The next time we see Byrne he is walking the streets, heading to a meeting with his human contacts - it feels like some scenes were re-arranged, or there was a rewrite to introduce Jericho earlier in an action sequence. 


Despite having a pretty straightforward log-line, the movie takes forever to get going.


The movie also feels like Arnie trying to play more emotional material, which goes against the movie’s inherent ridiculousness. 


Peter Hyams is trying to do for Schwarzenegger what he did with Jean Claude Van Damme in TimeCop, but there is a big difference between the two stars.


Despite his talents as an action star, Van Damme is inherently more earnest than Schwarzenegger. There is an inherent irony and a sense of exaggeration with Arnold that this movie completely ignores. 


Schwarzenegger has a go but he is still too much of an action star. The attempts to make him a more tragic, fallen figure are just action movie cliches - the attempt at self-termination is a rip of Martin Riggs in Lethal Weapon; the death of his family has been done countless times.


There is nothing original about Jericho, and having Schwarzenegger play him immediately draws attention to how silly it is. After watching so many Hyams joints, it is clear that he is not that interested in going big or cartoonish. 


His movies are always lowkey - he is a natural de-hightener of high concepts. Sometimes that works, as in Outland, which takes a very blue collar perspective of life in outer space. But most of the time his movies can come off as unimaginative and limited in scope (Timecop, The Relic). I think he wants to inject a degree of verisimilitude into his movies, which is laudable, but I do not think he does it well.


Every time an action sequence takes place, it is staged without flare - even the montage of Jericho assembling his arsonal for the final battle lacks flare (or even music). The movie never feels as big and exciting as it should be.

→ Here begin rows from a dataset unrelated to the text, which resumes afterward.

PR #3871, opened 2024-02-09
chore: block parallel resume of the same flow run

rita-gorokhod:
## What does this PR do?

This PR acquires a lock on flowRunId, to avoid a situation where multiple resumes are called in parallel for the same run.
For example, if I have a flow that sends a slack approval, I can hit the approve button multiple times.  In the current state of the code, this will resume multiple times and execute the steps after the approval again and again.
By adding a lock, we ensure each flow run can resume only once at a time.

image

Tested with  `await new Promise(resolve => setTimeout(resolve, 10000))` to simulate a delay in the resume step.

### DIFF
--- a/packages/ee/project-members/src/lib/project-members-table/project-members-table.component.html
+++ b/packages/ee/project-members/src/lib/project-members-table/project-members-table.component.html
@@ -2,7 +2,7 @@
   <div class="ap-h-full">
     <ap-page-title [title]="title"></ap-page-title>
     <div class="ap-mb-4" *ngIf="!isFeatureEnabled">
-      <ap-upgrade-note docsLink="https://www.activepieces.com/docs/team/overview"></ap-upgrade-note>
+      <ap-upgrade-note [featureNote]="upgradeNote" ></ap-upgrade-note>
     </div>
     <div class="ap-min-h-[70%]">
       <table mat-table [dataSource]="dataSource" class="ap-w-[100%]" aria-label="Project Members" i18n-aria-label>
--- a/packages/ee/project-members/src/lib/project-members-table/project-members-table.component.ts
+++ b/packages/ee/project-members/src/lib/project-members-table/project-members-table.component.ts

The big budget also works against the material - sure, the effects are fine but all the expensive drapery just highlights how shoddy the script is. 

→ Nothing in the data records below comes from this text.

PR #3880, opened 2024-02-11
feat: add audit logs

abuaboud:
## What does this PR do?

[X] Add Basic Table to View Events With Pagination
[X] Created Database Migration
[X] Logged Flow / Folder / Connections / Users Events, rest will be added later.

localhost_4200_platform_settings


packages/backend/src/app/app-connection/app-connection.controller.ts
```diff
@@ -10,14 +10,20 @@ import {
...
         const appConnection = await appConnectionService.upsert({
             projectId: request.principal.projectId,
             request: request.body,
         })
-
+        void eventsHooks.get().send(request, {
+            action: ApplicationEventName.UPSERTED_CONNECTION,
+            connection: appConnection,
+            userId: request.principal.id,
+        })
```
khaledmashaly, line 26: Please note that the server process will stop if this promise rejects. You can test this by adding `void Promise.reject('error')` to whatever endpoint you like, and observe how the server explodes when the endpoint receives any request.

I think we should create a shared `rejectedPromiseHandler` for the backend. Logging the error is enough for the time being. The handler can be attached using `Promise#catch` method.

packages/backend/src/app/ee/audit-logs/audit-event-service.ts
```diff
@@ -0,0 +1,119 @@
+import { databaseConnection } from '../../database/database-connection'
+import { AuditEventEntity } from './audit-event-entity'
+import { Cursor, PrincipalType, SeekPage, apId, assertNotNullOrUndefined, isNil } from '@activepieces/shared'
+import { PlatformId } from '@activepieces/ee-shared'
+import { buildPaginator } from '../../helper/pagination/build-paginator'
+import { paginationHelper } from '../../helper/pagination/pagination-utils'
+import { ApplicationEventHooks } from '../../helper/audit-events'
+import { extractClientRealIp } from '../../core/security/rate-limit'
```
khaledmashaly: I don't think it's a good idea that the `audit-event-service` module depends on the `rate-limit` module, as the relation seems unclear. A better approach is to refactor the `extractClientRealIp` method to a shared utility module, for example.

packages/backend/src/app/ee/authentication/enterprise-local-authn/enterprise-local-authn-controller.ts
```diff
@@ -2,14 +2,26 @@ import { FastifyPluginAsyncTypebox } from '@fastify/type-provider-typebox'
...
+import { ApplicationEventName } from '@activepieces/ee-shared'
 
 export const enterpriseLocalAuthnController: FastifyPluginAsyncTypebox = async (app) => {
     app.post('/verify-email', VerifyEmailRequest, async (req) => {
         await enterpriseLocalAuthnService.verifyEmail(req.body)
+        await eventsHooks.get().send(req, {
+            action: ApplicationEventName.VERIFIED_EMAIL,
+            userId: req.body.userId,
+            projectId: req.principal.projectId,
+        })
```
khaledmashaly, line 15: I think adding `await` here was by mistake, right? I think no need to wait for this promise as its return value is ignored anyway. Just make sure to append `.catch`.

khaledmashaly (changes requested):

packages/backend/src/app/ee/authentication/enterprise-local-authn/enterprise-local-authn-controller.ts
abuaboud: send is not longer async, and implemented rejectpromise handler and have it inside the audit service.

abuaboud:
I added flag in the platform entity to enable / disable audit logs as well

PR #3887, opened 2024-02-11
fix: allow multiple approvals in same flow

abuaboud:
## What does this PR do?

Fixes # (issue)

# MAJOR CHANGES
- Moved payload directly inside resumePayload (breaking change for approval piece) 
- Create piece now changes the minimum version is 0.20.0 (not released)
- changed minimum version for approval / slack / discord to 0.20.0 (not released) 

# TESTS

- Tested the pause / resume without sync
- Tested the pause with sync and it returns reply
- Tested running it on mismatch request Id It ignores and with correct one it works.


rita-gorokhod:
@abuaboud I see that pauseRequestId is set only 1 time, at the start of the flow run. If I'm not mistaken, this essentially makes it equal to flowRunId, so if you have 2 pauses in the same flow, the second one will be unpaused as soon as you unpause the first one.

PR #3892, opened 2024-02-11
feat: add AuthValidationContext

AdamSelene:
## What does this PR do?

Pass a new AuthValidationContext to `validate` method of `PieceAuth` to make it possible to store / retrieve values from storage (`PROJECT` scope only obviously - even though it is not enforced)

This will allow us to handle some authentication schemes where a token needs to be periodically refreshed (e.g. [Metabase](https://www.metabase.com/learn/administration/metabase-api#authenticate-your-requests-with-a-session-token))


AdamSelene:
Closing after discussing it with @abuaboud

PR #3893, opened 2024-02-12
feat(metabase): Get Question Action

AdamSelene:
## What does this PR do?

Add Metabase piece with action to get results from a "question"
Metabase auth scheme requires a session token (with a fixed duration) that is delivered by a specific endpoint (using email + password)
The Piece will automatically get the token and refresh it when a HTTP 401 error is received, as per Metabase documentation

The token is encrypted (using code which is very similar to `encryption.ts`) and stored at the Project scope

https://www.metabase.com/learn/administration/metabase-api#authenticate-your-requests-with-a-session-token

Capture d’écran 2024-02-12 à 00 43 33

Capture d’écran 2024-02-12 à 00 44 36

ANNOUNCEMENT=true

### DIFF
--- a/packages/pieces/community/metabase/.eslintrc.json
+++ b/packages/pieces/community/metabase/.eslintrc.json
@@ -1,0 +1,37 @@
+{
+  "extends": [
+    "../../../../.eslintrc.json"
+  ],
+  "ignorePatterns": [
+    "!**/*"
+  ],
+  "overrides": [
+    {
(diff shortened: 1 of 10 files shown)


AdamSelene:
Logo to be hosted at `https://cdn.activepieces.com/pieces/metabase.png`
Metabase Logo Blue

abuaboud (approved):

PR #4747, opened 2024-05-22
feat: allow retrieving platform info using API key

AdamSelene:
## What does this PR do?

We want to be able to get the list of allowed / denied pieces via an API call authenticated with an API key

**This has not been tested** (API keys are an `ee` feature which is harder to test on a dev setup 😬 )


abuaboud:
Merged to the main on another branch

PR #4763, opened 2024-05-24
feat: add new piece html-helper

pfernandez98:
## What does this PR do?

This adds a new piece for manipulating HTML. For now, it has 2 actions: 

- Get Element By Id
- Get Element by Query Selector

This needs a new dependency: 
```
"node-html-parser": "6.1.13"
```


abuaboud:
Hi @pfernandez98 


I think this is great piece, but I was thinking of scoping it to "Web scrapper" / "Web Extractor", I think most of the user will not find easy to fetch the html instead they should provide links, I think this idea to be refined, what do you think?

PR #4827, opened 2024-05-30
feat(cli): generate piece & auth from open api spec using open ai

saifmohamedsv:
### What does this CLI do currently?
1. Create a normal piece using the original method
2. Using an open AI function calling for information extraction
3. You can pass the URL for json open API spec or local path 
`eg: folder-name/openapi.json OR http://localhost:3000/openapi.json`
4. Generate piece authentication template OAuth2 / API Key
5. Generate a basic piece action from open API spec using open AI  function calling


abuaboud:
Hi @saifmohamed-dev 

Can you make it take the OPENAI key from the environment variable, currently it's empty in the code, can you also open docs to document it usage and I think we are good to go

saifmohamedsv:
Hi, @abuaboud
You can't push any secret keys to commits
Also normal `.env` way does not work for me I think you have a custom way to handle secrets which I don't know.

Compounding this, Schwarzenegger is surrounded by a weighty supporting cast: Gabriel Byrne, CCH Pounder, Miriam Margoyles and Robin Tunney feel more indie drama than action epic.

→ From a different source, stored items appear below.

PR #4851, opened 2024-06-03
chore: parameterise createCustomApiCallAction parameters to be able t…

hamedsh:
…o customize custom actions

## What does this PR do?

parameterize createCustomApiCallAction parameters to be able to customize custom actions.
adding some parameters to createCustomApiCallAction makes it possible to add custom actions without adding files.

### DIFF
--- a/packages/pieces/community/common/src/lib/helpers/index.ts
+++ b/packages/pieces/community/common/src/lib/helpers/index.ts
@@ -12,15 +12,19 @@ export const getAccessTokenOrThrow = (auth: OAuth2PropertyValue | undefined): st
   return accessToken;
 };
 
-export function createCustomApiCallAction({ auth, baseUrl, authMapping }: {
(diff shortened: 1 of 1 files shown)


abuaboud:
Hi @hamedsh 

Custom API Call is like standard in all pieces, I don't get what the reason behind this change do you mind sharing an example or what you trying to do?

hamedsh:
> Hi @hamedsh
> 
> Custom API Call is like standard in all pieces, I don't get what the reason behind this change do you mind sharing an example or what you trying to do?

for some services, like customer.io, there are 2 base URLs (track.customer.io/api/v1/ and api.customer.io/v1/). By using the provided change, it is possible to add these 2 Custom API Calls:
1. Custom Track API Call
2. Custom API Call

abuaboud:
@allcontributors please add @hamedsh for code

abuaboud:
@allcontributors please add @hamedsh for code

Issue #4854, opened 2024-06-03
Streamlining Premium Pieces


islamaf:
## Problem Statement
Handling the premium pieces in regards of deployment, showing them to end user and licensing.

## What needs to be done
* Make sure CI/CD works for premium pieces in deployment.
* Send the premium pieces in the pieces array on the Website **for the premium users**.
* Ability to specify them in the License.

PR #4855, opened 2024-06-03
feat: streamline premium pieces

islamaf:
## What does this PR do?

Fixes [#4854](https://github.com/activepieces/activepieces/issues/4854)

### DIFF
--- a/packages/server/api/src/app/database/migration/sqlite/1717443603235-AddPremiumPiecesColumnSqlite.ts
+++ b/packages/server/api/src/app/database/migration/sqlite/1717443603235-AddPremiumPiecesColumnSqlite.ts
@@ -1,0 +1,336 @@
+import { MigrationInterface, QueryRunner } from 'typeorm'
+
+export class AddPremiumPiecesColumnSqlite1717443603235 implements MigrationInterface {
+    name = 'AddPremiumPiecesColumnSqlite1717443603235'
+
+    public async up(queryRunner: QueryRunner): Promise<void> {
+        await queryRunner.query(`
+            ALTER TABLE "platform"
+            ADD "premiumPieces" character varying array
+        `)
+        await queryRunner.query(`
+            UPDATE "platform"
+            SET "premiumPieces" = '{}'
+        `)
+        await queryRunner.query(`
+            ALTER TABLE "platform"
+            ALTER COLUMN "premiumPieces" SET NOT NULL
+        `)
+        await queryRunner.query(`
+            CREATE TABLE "temporary_platform" (
+                "id" varchar(21) PRIMARY KEY NOT NULL,
+                "created" datetime NOT NULL DEFAULT (datetime('now')),
+                "updated" datetime NOT NULL DEFAULT (datetime('now')),
+                "ownerId" varchar(21) NOT NULL,
+                "name" varchar NOT NULL,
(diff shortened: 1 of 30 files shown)


packages/server/api/src/app/database/migration/sqlite/1717443603235-AddPremiumPiecesColumnSqlite.ts
```diff
@@ -0,0 +1,336 @@
...
+            ALTER TABLE "platform"
+            ADD "premiumPieces" character varying array
+        `)
+        await queryRunner.query(`
+            UPDATE "platform"
+            SET "premiumPieces" = '{}'
+        `)
+        await queryRunner.query(`
+            ALTER TABLE "platform"
+            ALTER COLUMN "premiumPieces" SET NOT NULL
```
abuaboud: I don't think this will work, the same issue existed in alerts hehe

tools/scripts/utils/piece-script-utils.ts
```diff
@@ -61,19 +62,42 @@ export async function findAllPiecesDirectoryInSource(): Promise<string[]> {
...
+    const piecesFolder = await findAllPremiumPiecesDirectory()
+    if (piecesFolder.length === 0) {
+        return []
+    }
+    for (const pieceFolder of piecesFolder) {
+        const projectJson = await readProjectJson(pieceFolder);
+        await exec('npx nx build ' + projectJson.name);
+    }
+
+    const enterprisePiecesPath = resolve(cwd(), 'dist', 'packages', 'ee', 'pieces')
```
abuaboud: Can you restrict them by edition, you don't want people to see them in the dev mode and think it okay to use them

packages/server/api/src/app/pieces/piece-metadata-service/piece-metadata-service.ts
```diff
@@ -27,6 +27,7 @@ type ListParams = {
     orderBy?: PieceOrderBy
     searchQuery?: string
     suggestionType?: SuggestionType
+    premiumPieces?: string
```
abuaboud: A better name would be includePremiumPiece and its type is boolean, i am thinking of prefer an enum over the boolean rule but i don't think it's applicable here

abuaboud (changes requested):

packages/server/api/src/app/pieces/piece-sync-service.ts
```diff
@@ -106,10 +107,17 @@ async function getOrThrow({ name, version }: { name: string, version: string }):
...
+    let premiumPieces: string[] | undefined
+    if (platformId) {
+        const platform = await platformService.getOne(platformId)
+        premiumPieces = platform?.premiumPieces
+    }
+
     const queryParams = new URLSearchParams()
     queryParams.append('edition', getEdition())
     queryParams.append('release', await flagService.getCurrentRelease())
+    premiumPieces && queryParams.append('premiumPieces', premiumPieces.join(','))
```
abuaboud: Don't do things like that, make it array, queryParams is smart enough to serialize array, actually that's the wrong way to serialize an array.

abuaboud (changes requested):

abuaboud (approved):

You cannot go wrong with talent, but the presence of this ensemble draws attention to End of Days’s flaws - characters do things that make no sense.

 

Why does the priest speak without a tongue? How does Gabriel Byrne get inside Jericho’s apartment yet he has to walk everywhere else?


This is not a smart movie, but it has been made to resemble something more sophisticated - the muted colour palette and John Debney’s dour score feel more suited to a serial killer thriller or courtroom drama. There are a few times early in the action where the movie tries to create surreal imagery and a macabre atmosphere, but the filmmaking is too inconsistent and the scripting so lazy it never works.


The movie also suffers from a frenetic edit that destroys the geography and dispels any suspense. I have read that Schwarzenegger brought James Cameron into the edit bay to offer advice, and I have a feeling the choppiness is the result of the filmmakers trying to give the film more of a sense of energy and pacing. 


Comparing End of Days with Timecop and Sudden Death, there is a deliberateness to the pacing of those movies that is completely lacking here. I have noticed that Hyams does favour extended shots in those movies, which does work against their pacing in a few places. While the movie is dull, it is also moving from one quick shot to another. 


The one thing the movie does have working in its favour is Gabriel Byrne. While he does not escape the script’s inconsistencies, Byrne’s understated, venomous performance is the only thing remotely creepy in the movie. It is just frustrating that the film does not have a concept of the character and its abilities. By the end of the movie, he is just a supernatural Terminator - taking bullets and grenades, punching through random bystanders and not doing anything particularly unique.


It is hard to make an all-powerful being your villain, and maybe that is the ultimate failing of End of Days. Maybe it was just a bad idea to begin with.


In the end, End of Days is an underdeveloped concept, with the wrong star and a miscast filmmaker. It is an interesting mess, but not a particularly enjoyable one.